[Saved data entries]
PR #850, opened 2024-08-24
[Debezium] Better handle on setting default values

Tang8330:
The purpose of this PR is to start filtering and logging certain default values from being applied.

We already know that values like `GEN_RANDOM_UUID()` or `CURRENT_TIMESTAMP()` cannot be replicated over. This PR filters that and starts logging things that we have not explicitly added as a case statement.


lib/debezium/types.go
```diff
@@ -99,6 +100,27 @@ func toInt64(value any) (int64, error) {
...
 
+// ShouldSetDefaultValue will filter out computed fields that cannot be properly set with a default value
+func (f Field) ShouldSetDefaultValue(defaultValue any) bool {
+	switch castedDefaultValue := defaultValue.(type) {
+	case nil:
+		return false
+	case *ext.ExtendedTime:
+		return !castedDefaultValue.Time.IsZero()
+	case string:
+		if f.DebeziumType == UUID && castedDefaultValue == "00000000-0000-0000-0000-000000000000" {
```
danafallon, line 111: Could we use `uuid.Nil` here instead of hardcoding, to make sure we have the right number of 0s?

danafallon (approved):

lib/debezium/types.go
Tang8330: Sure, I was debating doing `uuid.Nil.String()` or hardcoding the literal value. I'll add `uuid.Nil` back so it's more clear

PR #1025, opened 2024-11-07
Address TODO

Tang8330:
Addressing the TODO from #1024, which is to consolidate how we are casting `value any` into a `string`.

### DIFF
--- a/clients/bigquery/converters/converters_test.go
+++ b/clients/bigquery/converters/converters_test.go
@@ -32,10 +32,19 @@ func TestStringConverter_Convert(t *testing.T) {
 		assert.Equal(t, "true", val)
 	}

## Problem to solve
Give back every entry above, complete and exact.

## Solution for this problem
PR #850, opened 2024-08-24
[Debezium] Better handle on setting default values

Tang8330:
The purpose of this PR is to start filtering and logging certain default values from being applied.

We already know that values like `GEN_RANDOM_UUID()` or `CURRENT_TIMESTAMP()` cannot be replicated over. This PR filters that and starts logging things that we have not explicitly added as a case statement.


lib/debezium/types.go
```diff
@@ -99,6 +100,27 @@ func toInt64(value any) (int64, error) {
...
 
+// ShouldSetDefaultValue will filter out computed fields that cannot be properly set with a default value
+func (f Field) ShouldSetDefaultValue(defaultValue any) bool {
+	switch castedDefaultValue := defaultValue.(type) {
+	case nil:
+		return false
+	case *ext.ExtendedTime:
+		return !castedDefaultValue.Time.IsZero()
+	case string:
+		if f.DebeziumType == UUID && castedDefaultValue == "00000000-0000-0000-0000-000000000000" {
```
danafallon, line 111: Could we use `uuid.Nil` here instead of hardcoding, to make sure we have the right number of 0s?

danafallon (approved):

lib/debezium/types.go
Tang8330: Sure, I was debating doing `uuid.Nil.String()` or hardcoding the literal value. I'll add `uuid.Nil` back so it's more clear

PR #1025, opened 2024-11-07
Address TODO

Tang8330:
Addressing the TODO from #1024, which is to consolidate how we are casting `value any` into a `string`.

### DIFF
--- a/clients/bigquery/converters/converters_test.go
+++ b/clients/bigquery/converters/converters_test.go
@@ -32,10 +32,19 @@ func TestStringConverter_Convert(t *testing.T) {
 		assert.Equal(t, "true", val)
 	}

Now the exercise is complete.